Я не выдержал и хлопнул в ладоши, издав звук, как лопнувший шарик. Пора было вступать в игру.
– Сырная Башня? – сказал я, вспрыгивая на кучу банок и подбрасывая кусок сыра. – Ох, люди, вы никогда не разочаровываете. А я-то думал, что хуже Нейрокора ничего не придумаете.
Они обернулись, как по команде. Машка наставила нож, Лёха сжал свою железяку. Я только ухмыльнулся шире, чувствуя, как мои рога чуть потрескивают от предвкушения.

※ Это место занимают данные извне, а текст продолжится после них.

PR #9400, opened 2026-09-03
test(server): resolve the temp dir before matching the symlinked entrypoint

### LINKED ISSUE #9389: test(server): entrypoint symlink case asserts unrealpath'd module URL — fails on macOS (/var → /private/var)
`apps/server/src/entrypoint.test.ts` — **"matches through a symlinked entrypoint, as npm and npx install it"** fails deterministically on macOS.

The test does:

```ts
const dir = mkdtempSync(join(tmpdir(), "t3-entrypoint-test-"));
const real = join(dir, "bin.mjs");
const link = join(dir, "t3");
writeFileSync(real, "");
symlinkSync(real, link);
expect(isEntrypoint({ moduleUrl: pathToFileURL(real).href, entryPath: link, runtimeMain: undefined })).toBe(true);
```

The implementation (`entrypoint.ts:34`) compares `moduleUrl === pathToFileURL(realpathSync(entryPath)).href`. On macOS `$TMPDIR` is under `/var/folders/…` and `/var` is a symlink to `/private/var`, so `realpathSync(entryPath)` resolves to `/private/var/folders/…/bin.mjs` while `pathToFileURL(real).href` stays `/var/folders/…/bin.mjs` — the strings can never be equal, so the assertion gets `false` instead of `true`.

The product code is correct: canonicalizing the entry path is exactly what makes npm/npx-style symlinked entrypoints match. The fixture is what needs the realpath — e.g. `pathToFileURL(realpathSync(real)).href`, or realpath the temp dir when creating it — so the test isolates the symlink resolution it intends to exercise from macOS's own `/var` → `/private/var` symlink. Linux CI is unaffected, which is why this only surfaces running the suite locally on macOS.

ylcn91:
## What Changed

`apps/server/src/entrypoint.test.ts`, "matches through a symlinked entrypoint": the expected module URL is now built from `realpathSync(real)` instead of the raw temp path. One line plus a comment.

## Why

Fixes #9389.

`isEntrypoint` compares the module URL against the realpath of the entry, which is what makes npm/npx-style symlinked entrypoints match. The fixture built its expected URL from the un-resolved temp path. On macOS the temp dir lives under `/var`, itself a symlink to `/private/var`, so the two strings never matched and the test failed on every run. Linux CI is unaffected, which is why this only shows up locally on macOS.

The product code is correct. Canonicalizing the fixture path keeps the test focused on the symlink it is meant to exercise.

Before, on macOS:

```
× matches through a symlinked entrypoint, as npm and npx install it
AssertionError: expected false to be true
```

After:

```
Test Files  1 passed (1)
     Tests  5 passed (5)
```

Server typecheck and lint are clean.

## Checklist

- [ ] I included before/after screenshots for any UI changes (no UI changes)

Model and harness: Claude Fable 5.1 in Claude Code.

---

> [!NOTE]
> **Low Risk**
> Test-only change; entrypoint detection logic is untouched.
> 
> **Overview**
> Fixes a **macOS-only failure** in `entrypoint.test.ts` for the symlinked npm/npx entrypoint case (#9389).
> 
> The test now builds the expected `moduleUrl` from `NodeFS.realpathSync(real)` instead of the raw temp path, matching how `isEntrypoint` compares against the realpath of `entryPath`. On macOS, temp dirs under `/var` (symlinked to `/private/var`) made the old expected string never match even though production behavior is correct.
> 
> Adds a short comment explaining Node URL resolution and the `/var` symlink. **No production code changes.**
> 
> <sup>Reviewed by [Cursor Bugbot](https://cursor.com/bugbot) for commit f629824f6ff2e61f18d6c3fbb4db9e19a790f34c. Configure [here](https://www.cursor.com/dashboard/bugbot).</sup>

> [!NOTE]
> ### Resolve temp dir real path in `isEntrypoint` symlinked-entrypoint test
> Updates the test fixture's module URL in [entrypoint.test.ts](https://github.com/pingdotgg/t3code/pull/9400/files#diff-d5f73be07c19ce8ffb26e958045929c084f6d206e6f52a6b3faf9faafa52ddd2) to use the filesystem-resolved real path of the target file. Node resolves module URLs to real paths, and macOS temp directories can be symlinked, which caused the previous assertion to fail.
>
> 
>
> <sup><a href="https://app.macroscope.com">Macroscope</a> summarized f629824.</sup>
> 
>

## Summary by CodeRabbit

- **Bug Fixes**
  - Fixed symlinked entrypoint testing to correctly resolve module URLs to the underlying real file path, including environments where temporary directories use symlinks.

### DIFF
--- a/apps/server/src/entrypoint.test.ts
+++ b/apps/server/src/entrypoint.test.ts
@@ -54,9 +54,11 @@ describe("isEntrypoint", () => {
       NodeFS.writeFileSync(real, "");
       NodeFS.symlinkSync(real, link);
 
+      // Node resolves the module URL to the real path, and on macOS the temp
+      // directory itself sits behind a symlink (`/var` -> `/private/var`).
       expect(
         isEntrypoint({
-          moduleUrl: NodeURL.pathToFileURL(real).href,
+          moduleUrl: NodeURL.pathToFileURL(NodeFS.realpathSync(real)).href,
           entryPath: link,
           runtimeMain: undefined,
         }),


Mnigos (approved):
Can confirm on macOS: the entrypoint symlink test fails on main exactly as #9389 describes and passes with this change. Same `/var` to `/private/var` class I just ran into on the server side, resolving before asserting is the right call.

shivamhwp:

This branch conflicts with the newer symlink-support guard in main. Please rebase the realpath correction while keeping `it.skipIf(!symlinksSupported)`, so Windows installations without symlink privileges keep skipping the fixture.

ylcn91:
Rebased onto main. The `it.skipIf(!symlinksSupported)` guard stays as is; the only change is still the `realpathSync` on the module URL.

– Ты кто ещё? – рявкнула Машка.
– Аю, – я поклонился, не вставая, с ленцой, достойной короля свалок. – Ваш проводник, ваш трикстер, ваш… ну, скажем, единственный, кто знает, что этот сыр – не просто еда. Это ключ. К чему? О, это вам предстоит узнать. Но предупреждаю: будет весело. И, возможно, смертельно.
– Похер, – буркнул Лёха. – Если ты тут, чтобы шутки шутить, вали. Нам и без тебя тошно.
Я спрыгнул ближе к нему, чувствуя, как запах сыра смешивается с серой моих рогов. Этот парень был упрям, как ржавый болт, но я знал, как его раскрутить.
– Шутки? О, Лёха, я не шучу. Я знаю, где лежат кости этого мира. Этот сыр – мой подарок вам. Но он не случайный. И я не случайный. Хотите свою Башню? Я помогу. Но взамен… – я сделал паузу, глядя ему в глаза, – вы сыграете по моим правилам.
– И что тебе надо? – Машка прищурилась, не опуская нож.
– Душу, – я ухмыльнулся, но тут же махнул лапой. – Шучу, шучу. Пока. Мне нужно, чтобы вы встряхнули эту свалку. Грязнуля заслуживает большего, чем куча тухлого хлама. А я… скажем, я тот, кто двигает фигуры. Без меня ваша Башня – просто куча сыра, которая сгниёт через неделю.
Лёха и Машка переглянулись. Шустрик нервно дёрнул хвостом, будто чуял, что я не просто мелкий пакостник. И он был прав. Я знал, что этот сыр – остатки экспериментов Нейрокора. Я знал, что он может изменить Грязнулю. И я знал, что Лёха и Машка – те пешки, которые мне нужны, чтобы разыграть эту партию.
– Ладно, – наконец сказал Лёха, хотя в его голосе было больше усталости, чем энтузиазма. – Но если ты нас подставишь, я тебе рога в задницу засуну.
– Договорились, – я подмигнул, чувствуя, как мои глаза вспыхнули ярче. – А теперь, друзья мои, давайте строить ваш сырный цирк. Только не удивляйтесь, если он начнёт гореть.
И в этот момент, где-то в глубине ангара, раздался низкий гул. Как будто Грязнуля проснулась и поняла, что я, Аю, только начал свою игру.